◆ Work request
Where the listing below reaches the line containing "(diff shortened: 2 of 5 files shown)", start writing out lines exactly, and stop once the line containing "perexg: Mention utf8 encoding here ?" has been written.

◆ Available records
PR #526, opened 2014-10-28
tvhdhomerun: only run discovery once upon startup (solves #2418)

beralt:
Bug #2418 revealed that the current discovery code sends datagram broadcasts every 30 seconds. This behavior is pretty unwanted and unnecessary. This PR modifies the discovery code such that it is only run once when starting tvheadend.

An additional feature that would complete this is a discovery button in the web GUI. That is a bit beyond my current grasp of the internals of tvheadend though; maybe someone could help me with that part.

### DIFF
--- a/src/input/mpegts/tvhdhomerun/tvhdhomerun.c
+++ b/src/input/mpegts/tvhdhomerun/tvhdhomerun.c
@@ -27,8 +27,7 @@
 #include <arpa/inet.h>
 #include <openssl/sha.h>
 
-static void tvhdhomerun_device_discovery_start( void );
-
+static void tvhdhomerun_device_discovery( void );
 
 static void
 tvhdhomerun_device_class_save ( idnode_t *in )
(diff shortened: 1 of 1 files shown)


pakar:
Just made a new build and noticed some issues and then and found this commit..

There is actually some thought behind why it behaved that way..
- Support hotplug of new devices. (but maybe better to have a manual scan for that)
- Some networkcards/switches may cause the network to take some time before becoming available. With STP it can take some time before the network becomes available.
* * *
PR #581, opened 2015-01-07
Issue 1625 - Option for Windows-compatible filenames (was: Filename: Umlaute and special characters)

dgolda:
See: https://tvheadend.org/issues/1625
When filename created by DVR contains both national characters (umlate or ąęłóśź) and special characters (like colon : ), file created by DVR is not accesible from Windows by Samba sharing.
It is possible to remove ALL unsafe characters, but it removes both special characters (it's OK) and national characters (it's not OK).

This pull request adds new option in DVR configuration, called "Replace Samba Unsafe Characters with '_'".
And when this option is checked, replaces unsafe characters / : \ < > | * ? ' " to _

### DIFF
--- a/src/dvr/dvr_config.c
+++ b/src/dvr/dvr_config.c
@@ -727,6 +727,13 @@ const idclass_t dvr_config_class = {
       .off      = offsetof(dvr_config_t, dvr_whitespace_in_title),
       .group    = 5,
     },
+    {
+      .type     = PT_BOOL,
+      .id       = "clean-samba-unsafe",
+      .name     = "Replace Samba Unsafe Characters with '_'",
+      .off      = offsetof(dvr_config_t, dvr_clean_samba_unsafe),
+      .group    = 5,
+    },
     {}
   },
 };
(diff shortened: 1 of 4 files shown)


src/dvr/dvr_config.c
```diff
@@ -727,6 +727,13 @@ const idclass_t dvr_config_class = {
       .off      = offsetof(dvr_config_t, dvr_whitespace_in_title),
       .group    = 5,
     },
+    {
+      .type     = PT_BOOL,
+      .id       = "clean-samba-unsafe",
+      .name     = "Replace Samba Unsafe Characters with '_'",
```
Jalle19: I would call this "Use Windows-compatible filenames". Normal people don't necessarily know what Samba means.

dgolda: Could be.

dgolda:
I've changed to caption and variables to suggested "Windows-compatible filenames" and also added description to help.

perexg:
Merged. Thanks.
--
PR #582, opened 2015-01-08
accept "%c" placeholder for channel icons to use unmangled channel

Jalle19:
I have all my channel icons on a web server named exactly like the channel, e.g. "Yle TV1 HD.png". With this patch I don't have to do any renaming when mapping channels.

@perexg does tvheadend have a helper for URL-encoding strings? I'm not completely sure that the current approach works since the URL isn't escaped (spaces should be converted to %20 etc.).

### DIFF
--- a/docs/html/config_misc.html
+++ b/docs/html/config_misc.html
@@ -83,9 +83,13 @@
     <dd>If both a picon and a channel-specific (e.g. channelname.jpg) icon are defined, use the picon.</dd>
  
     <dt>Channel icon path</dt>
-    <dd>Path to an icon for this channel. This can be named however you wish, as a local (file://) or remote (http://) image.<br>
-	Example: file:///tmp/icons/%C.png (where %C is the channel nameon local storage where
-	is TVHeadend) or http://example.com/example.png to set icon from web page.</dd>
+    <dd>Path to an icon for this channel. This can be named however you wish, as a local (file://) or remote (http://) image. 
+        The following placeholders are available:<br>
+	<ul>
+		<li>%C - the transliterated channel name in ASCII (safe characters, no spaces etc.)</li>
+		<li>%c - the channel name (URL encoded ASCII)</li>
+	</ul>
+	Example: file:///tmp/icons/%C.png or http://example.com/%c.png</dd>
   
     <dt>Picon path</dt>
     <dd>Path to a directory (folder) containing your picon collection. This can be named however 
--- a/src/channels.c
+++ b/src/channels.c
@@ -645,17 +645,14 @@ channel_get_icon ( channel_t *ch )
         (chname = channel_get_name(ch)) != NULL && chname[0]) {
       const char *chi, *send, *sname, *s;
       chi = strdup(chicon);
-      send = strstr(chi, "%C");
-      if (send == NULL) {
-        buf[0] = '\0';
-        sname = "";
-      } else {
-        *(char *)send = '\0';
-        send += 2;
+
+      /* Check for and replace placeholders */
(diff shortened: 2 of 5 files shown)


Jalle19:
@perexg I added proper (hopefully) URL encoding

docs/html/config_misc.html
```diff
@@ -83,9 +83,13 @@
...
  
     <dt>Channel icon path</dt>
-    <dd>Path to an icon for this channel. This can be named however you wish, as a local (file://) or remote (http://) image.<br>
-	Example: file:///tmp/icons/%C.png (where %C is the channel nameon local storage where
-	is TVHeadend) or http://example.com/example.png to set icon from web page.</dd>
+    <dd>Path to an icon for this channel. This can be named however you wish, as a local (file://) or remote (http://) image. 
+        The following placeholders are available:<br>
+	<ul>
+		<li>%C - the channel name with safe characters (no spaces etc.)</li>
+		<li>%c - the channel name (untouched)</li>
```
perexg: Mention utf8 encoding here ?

◆ Solution to this task
(diff shortened: 2 of 5 files shown)


Jalle19:
@perexg I added proper (hopefully) URL encoding

docs/html/config_misc.html
```diff
@@ -83,9 +83,13 @@
...
  
     <dt>Channel icon path</dt>
-    <dd>Path to an icon for this channel. This can be named however you wish, as a local (file://) or remote (http://) image.<br>
-	Example: file:///tmp/icons/%C.png (where %C is the channel nameon local storage where
-	is TVHeadend) or http://example.com/example.png to set icon from web page.</dd>
+    <dd>Path to an icon for this channel. This can be named however you wish, as a local (file://) or remote (http://) image. 
+        The following placeholders are available:<br>
+	<ul>
+		<li>%C - the channel name with safe characters (no spaces etc.)</li>
+		<li>%c - the channel name (untouched)</li>
```
perexg: Mention utf8 encoding here ?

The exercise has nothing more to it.